I'll assume that you intended to imply that each coupon independently has probability $p$ to be in any given black box.
Then we have $n$ independent Bernoulli trials with probability $p$ and are looking for the expected time for all of them to have succeeded at least once. The probability for a given coupon not to have been collected after $k$ black boxes is $(1-p)^k$, so it has been collected with probability $1-(1-p)^k$, so the probability for all coupons to have been collected is $\left(1-(1-p)^k\right)^n$, so the probability that they haven't all been collected is $1-\left(1-(1-p)^k\right)^n$. The expected number of black boxes required to collect all coupons is the sum of these probabilities:
\begin{align}
\sum_{k=0}^\infty\left(1-\left(1-(1-p)^k\right)^n\right)

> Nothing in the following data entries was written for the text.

PR #298, opened 2025-04-01
feat: add `maas_devices` data source

ricardbejarano:
## Description of changes
Adds the `maas_devices` data source, which lists all devices visible to the user.

## Issue or ticket link (if applicable)
Resolves: #241 (partially, `maas_machines` is addressed in #299)

## Checklist

- [X] I have written a PR title that follows the advice in DEVELOPMENT.md with the title format `type(scope): title`
- [X] I have written a description of the changes in the PR that is clear and concise.
- [X] I have updated the documentation to reflect the changes.
- [X] I have added or updated the tests to reflect the changes.
- [X] I have run the unit tests and they pass.
- [X] I have run the acceptance tests and they pass.

Issue #241, opened 2024-10-29
Add `maas_devices`, `maas_machines` data sources


ricardbejarano:
This would map to the listing operations on both devices and machines, so that we can list what devices/machines are visible to the user.

ricardbejarano:
shut up bot

ricardbejarano:
shh!

ricardbejarano:
Anyone? @skatsaounis @troyanov @SK1Y101 maybe?

troyanov:
@ricardbejarano it is indeed getting a bit annoying. I will review our workflow and probably add exceptions for certain tags. Sorry about it.

PR #299, opened 2025-04-01
feat: add `maas_machines` data source

ricardbejarano:
## Description of changes
Adds the `maas_machines` data source, which lists all machines visible to the user.

#241 (partially, `maas_devices` is addressed in #298)

## Checklist

- [X] I have written a PR title that follows the advice in DEVELOPMENT.md with the title format `type(scope): title`
- [X] I have written a description of the changes in the PR that is clear and concise.
- [X] I have updated the documentation to reflect the changes.


ricardbejarano:
I haven't added tests because `dataSourceMaasMachine` doesn't have them either.
What should we do?

cc @skatsaounis @tobiasdemendonca (going by GitHub Insights)

SK1Y101:
@ricardbejarano I think it would be good to add a test file, so that we them for all of them moving forward

ricardbejarano:
There you go, lemme know if that's not sufficient.

ricardbejarano:
This is ready for review @tobiasdemendonca

maas/data_source_maas_machines.go
```diff
@@ -0,0 +1,97 @@
...
+							Computed:    true,
+							Description: "The power management type (e.g. `ipmi`) of the machine.",
+						},
+						"pxe_mac_address": {
+							Type:        schema.TypeString,
+							Computed:    true,
+							Description: "The MAC address of the machine's PXE boot NIC.",
+						},
+						"zone": {
+							Type:        schema.TypeString,
```
tobiasdemendonca, line 58: so these would be reduced to just 

```go
"system_id": {
    Type: schema.TypeString,
    Computed: true,
    Description: "The system ID of the machine.",
}
"hostname": {
   Type: schema.TypeString,
   Computed: true,
   Description: "The machine hostname.",
}
```

tobiasdemendonca (changes requested):
Hi @ricardbejarano , thank you very much for contributing! I have discussed this with @skatsaounis and think the idea for this data source is justified, but I may suggest some changes. 

We don't need to read in all attributes, as we don't want users to rely heavily on this resource, as it could become quite heavy weight as the number of machines grows. To get around this, I suggest dropping most attributes and just keeping the essentials: `hostname` and `system_id` of the machine. Only if desired, using `for_each`, it's possible to get the full attributes with something like below: 

```HCL
data "maas_machines" "test" {}

data "maas_machine" "test" {
  for_each = data.maas_machines.test.machines
  hostname = each.key.hostname 
}
```
Or I believe as `for_each` only works with simple maps of strings, you may actually need to use `locals`: 
```HCL
# All machines as a type set of objects
data "maas_machines" "test" {}

# You may have to create a string map to use the for_each argument
locals {
  machines_map = {
    for machine in data.maas_machines.test.machines :
    machine.system_id => machine.hostname
  }
}

# Create machines if required
data "maas_machine" "test" {
  for_each = local.machines_map
  hostname = each.value 
}
```

Which you could use to get all machine attributes. 

This would be great as it future proofs us for upcoming changes to the gomaasclient. Let me know if you are happy with this, if so I can wait for your changes before doing a more thorough review.

maas/data_source_maas_machines.go
ricardbejarano: I've made the changes.

Truth is I believe Terraform providers should just mirror whatever the underlying API returns (and if that is the full set of attributes, then so be it), on the basis that this is not our choice to make but the API designers'; but my intended use case needs only `hostname`, so I'll just go with it.

ricardbejarano:
@tobiasdemendonca this is ready for review.

maas/data_source_maas_machines.go
```diff
@@ -0,0 +1,61 @@
...
+		items = append(items, map[string]interface{}{
+			"system_id": machine.SystemID,
+			"hostname":  machine.Hostname,
+		})
+	}
+
+	if err := d.Set("machines", items); err != nil {
+		return diag.FromErr(err)
+	}
+	d.SetId(machines[0].SystemID)
```
skatsaounis, line 58: Let's just set something static here like `maas_machines` or `machines`

maas/resource_maas_machine_test.go
```diff
@@ -0,0 +1,85 @@
+package maas_test
```
skatsaounis, line 1: This is not needed at all. Please remove the entire file. Or more precisely, we have to add `maas_machine` acceptance tests but for the means of `maas_machines` data source they are not necessary. The reasoning is explained in the comment above.

maas/data_source_maas_machines_test.go
```diff
@@ -0,0 +1,49 @@
...
+	})
+}
+
+func testAccDataSourceMAASMachines(domain string, hostname string, power_parameters string, power_type string, pxe_mac_address string, zone string) string {
+	return fmt.Sprintf(`
+%s
+
+data "maas_machines" "test" {
+}
+`, testAccMAASMachine(domain, hostname, power_parameters, power_type, pxe_mac_address, zone))
```
skatsaounis, line 48: let's just keep only the datasource and return something like this:

```go
return `data "maas_machines" "test" {}`
```

maas/data_source_maas_machines_test.go
```diff
@@ -0,0 +1,49 @@
...
+
+	resource.ParallelTest(t, resource.TestCase{
+		PreCheck:     func() { testutils.PreCheck(t, nil) },
+		Providers:    testutils.TestAccProviders,
+		CheckDestroy: testAccCheckMAASMachineDestroy,
+		ErrorCheck:   func(err error) error { return err },
+		Steps: []resource.TestStep{
+			{
+				Config: testAccDataSourceMAASMachines(domain, hostname, power_parameters, power_type, pxe_mac_address, zone),
+				Check:  resource.ComposeTestCheckFunc(checks...),
```
skatsaounis, line 36: Let's refactor the test to be something that fetches all the machines visible to the user with the gomaasclient, then confirm that all of them are present in the datasource machines field. This can be done with a pseudo code like this:

```go
conn := testutils.TestAccProvider.Meta().(*maas.ClientConfig).Client

# get all machines
machines, err := conn.Machines.Get(nil)

# confirm that machines equals what terraform knows
len(machines) == strconv.Atoi(rs.Primary.Attributes["machines.#"])
for _, i := range strconv.Atoi(rs.Primary.Attributes["machines.#"]) -1 {
    hostname := rs.Primary.Attributes[fmt.Sprintf("machines.%v.hostname", i)]
    systemID := rs.Primary.Attributes[fmt.Sprintf("machines.%v.system_id", i)]
    found := false
    for machine, _ := range machines {
        if machine.SystemID == systemID && machine.hostname == machine.Hostname {
            found = true
            break
        }
    }
    if not found {
        # error
    }
}
```

docs/data-sources/machines.md
```diff
@@ -0,0 +1,48 @@
...
+
+- `id` (String) The ID of this resource.
+- `machines` (Set of Object) A set of machines visible to the user. (see [below for nested schema](#nestedatt--machines))
+
+<a id="nestedatt--machines"></a>
+### Nested Schema for `machines`
+
+Read-Only:
+
+- `architecture` (String)
```
skatsaounis, line 41: this one needs `make generate_docs` rerun

examples/data-sources/maas_machines/data-source.tf
```diff
@@ -0,0 +1,10 @@
+resource "maas_machine" "virsh_vm1" {
```
skatsaounis, line 1: the resource is not needed here

skatsaounis (changes requested):
Hi @ricardbejarano 

Thank you for your PR. Please take a look at my comments. I will be more than happy to re-review, answer any question and eventually approve the changes. :slightly_smiling_face:

maas/data_source_maas_machines.go
ricardbejarano: Will do

ricardbejarano:
A couple of notes on the test refactor.

1. The method you're suggesting introduces a race condition. We're running `client.Machines.Get` twice. If the list of machines in the MAAS instance changes in between the two times we look, the test will fail for no fault of their own.
I don't know if your CI MAAS instance (if any) is read-only –or treated as such, at least on the Machines API–, but that's one option to prevent this.
I'll let you decide whether this is OK going forward or if further action is needed to prevent this.
My opinion is that this testing is significantly better than what I copy-pasted from other data sources in my first commits. This issue is worth noting (maybe in code comments? let me know), but a `make test` rerun should make it go away, as the chances of changes going in between the milliseconds between both reads, twice, are very slim.

1. I've skipped your suggestion of using search loops to compare both slices of machines, reason being the Machines API returns machines sorted by `entity.Machine.SystemID` (according to the MAAS API reference), and the `gomaasclient` doesn't mess with the original order.

1. `testutils.TestAccProvider.Meta()` is only non-nil from _within_ the test function (after `provider.Configure` has been called, so we must pack it all into a custom `resource.TestCheckFunc`.
And, since accessing state by address is only available in the `resource` packages' built-in functions, I've decided to manually invoke them by passing state and returning their error, if non-nil.
While perhaps less performant (haven't tested), it's simpler to read and I've preferred to optimize for that.


Let me know if additional changes are required. Also, let me know if you need me to make all these changes to [my other PR](https://github.com/canonical/terraform-provider-maas/pull/298) for `maas_devices`, so I can get those ready in parallel while you review.

skatsaounis (commented):
Hi @ricardbejarano 

The changes LGTM. Before I sent it to our CI let's try to add the final touches:

- Please rebase to the latest master
- Please add a comment on top of the for loop to refer to the behavior of the API to always return the machines sorted by their `system_id`.
- Please add a comment on the testcase, most probably included in the length test failure message, indicating that there is chance the overall machines have changed, so the future developer should try to re-run the test case.

Let me know when this is done so that I will trigger a CI run. I suggest we wait for the merge of this PR before updating the one related to devices.

Thanks a lot for addressing all my comments, and of course for the contribution!

ricardbejarano:
@skatsaounis done!

maas/data_source_maas_machines_test.go
```diff
@@ -0,0 +1,60 @@
...
+	checks := []resource.TestCheckFunc{
+		func(s *terraform.State) error {
+			conn := testutils.TestAccProvider.Meta().(*maas.ClientConfig).Client
+
+			machines, err := conn.Machines.Get(nil)
+			if err != nil {
+				return err
+			}
+
+			// We're about to compare the `machines` we just got, with the `machines` data source attribute.
```
skatsaounis, line 24: Our CI failed because we run all acceptance tests together and we create a new VM (machine) as part of `maas_vm_host` acceptance tests. I should have guessed that. Let's make the test simpler, as in the end, Terraform provider resource does not care about the order of the machines. In addition, what we need to check is that for each machine the `system_id` and `hostname` are set. A diff like the below could do the trick. Worst case, we could still fetch the machines with the gomaasclient and try to confirm that for every `system_id` and `hostname` that Terraform knows, this combination can also be found in the gomaasclient response. I am happy to approve though without this check. Please re-update the PR and hopefully our CI will give a :+1: 

```diff
-			machines, err := conn.Machines.Get(nil)
-			if err != nil {
-				return err
-			}
-
-			// There's a slim chance that the upstream MAAS API list of machines changed in between both times we read.
-			// If any of the following tests fail for no apparent reason, that might explain why: a change might've gone through in between them.
-			// Try re-running the tests if you suspect that's what's happening.
-			if err := resource.TestCheckResourceAttr("data.maas_machines.test", "machines.#", strconv.Itoa(len(machines)))(s); err != nil {
-				return err
-			}
-			// According to MAAS' API documentation, machines are returned "sorted by id (i.e. most recent last)"
-			for i, machine := range machines {
+			for i, machine := range strconv.Atoi(rs.Primary.Attributes["machines.#"]) {
-				if err := resource.TestCheckResourceAttr("data.maas_machines.test", fmt.Sprintf("machines.%v.system_id", i), machine.SystemID)(s); err != nil {
+				if err := resource.TestCheckResourceAttrSet("data.maas_machines.test", fmt.Sprintf("machines.%v.system_id", i))(s); err != nil {
					return err
				}
-				if err := resource.TestCheckResourceAttr("data.maas_machines.test", fmt.Sprintf("machines.%v.hostname", i), machine.Hostname)(s); err != nil {
+				if err := resource.TestCheckResourceAttrSet("data.maas_machines.test", fmt.Sprintf("machines.%v.hostname", i))(s); err != nil {
					return err
				}
			}
```

skatsaounis (changes requested):

ricardbejarano:
@skatsaounis done!

Issue #71, opened 2020-03-14
Fix line number / cell index reporting


chrisjsewell:
So that sphinx will report errors/warnings referring to correct place in the notebook

choldgraf:
Could we pass in the cell number into the state machine somehow? I feel like cell numbers are more helpful to report here than line numbers

chrisjsewell:
Well ideally you'd report both. Its just thinking of a way to do this that ideally still keeps `myst-parser` (where some of this logic would need to be added) agnostic to notebooks.

Note the cell index is now stored in the markdown AST: https://github.com/ExecutableBookProject/MyST-NB/blob/4c3f36b884086878dc0af5dfcfd735b98ebbbacf/myst_nb/parser.py#L94,
its just then how to get this into the docutils AST and reported by the docutils reporter.

PR #107, opened 2020-03-29
Move to markdown-it-py markdown parser implementation

chrisjsewell:
Using an alpha release of ExecutableBookProject/MyST-Parser#123

All the current tests pass, with no changes to the expected outputs. I also took the opportunity to split up the code in `NotebookParser.parse` in to separate functions.


chrisjsewell:
From a quick scan of the documentation, I don't see any issues.

However, I do note that the plotly and ipywidgets no longer show, moving from:

- https://myst-nb.readthedocs.io/en/stable/use/interactive.html
- https://myst-nb.readthedocs.io/en/latest/use/interactive.html

I assume this is because this notebook is now being executed during the build, and is thus encountering  jupyter/nbclient#39

chrisjsewell:
In 74cf6a3 I have introduced some nice, self-documenting render tests, see tests/nb_fixtures/basic.txt

chrisjsewell:
In 536a1dd I have added a simple fix for cell index / line number reporting:

Line number are now set as `<cell index>*10000 + <line number>` (I'm guessing a cell won't have more than 10000 lines!). This is a simple solution to addresses #71, that doesn't require any complex overrides of the sphinx reporting machinery.  We should also document this.

choldgraf:
I think this looks great, and agreed about the widgets not showing up. I don't think that should block us here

&=\sum_{k=0}^\infty\left(1-\sum_{j=0}^n\binom nj\left(-(1-p)^k\right)^j\right)
\\
&=\sum_{k=0}^\infty\sum_{j=1}^n(-1)^{j-1}\binom nj(1-p)^{jk}
\\
&=\sum_{j=1}^n(-1)^{j-1}\binom nj\sum_{k=0}^\infty(1-p)^{jk}
\\
&=\sum_{j=1}^n(-1)^{j-1}\binom nj\frac1{1-(1-p)^j}\;.
\end{align}
The same result can also be derived using the maximum-minimums identity. The time it takes to collect all coupons is the maximum of the times $X_i$, where $X_i$ is the time it takes to collect the $i$-th coupon:
\begin{align}
\def\ex#1{\mathbb E\left[#1\right]}
\ex{\max_iX_i}
&=\sum_i\ex{X_i}-\sum_{i\lt j}\ex{\min\{X_i,X_j\}}+\sum_{i\lt j\lt k}\ex{\min\{X_i,X_j,X_k\}}-\cdots
\\
&=\sum_{j=1}^n(-1)^{j-1}\binom nj\frac1{1-(1-p)^j}\;,
\end{align}
since the minimum of the completion times of $j$ particular coupons is the expected time it takes for a Bernoulli trial with success probability $1-(1-p)^j$ to succeed. Equivalently, we could use inclusion-exclusion to find the probability that not all coupons have been collected and then sum over $k$ as above.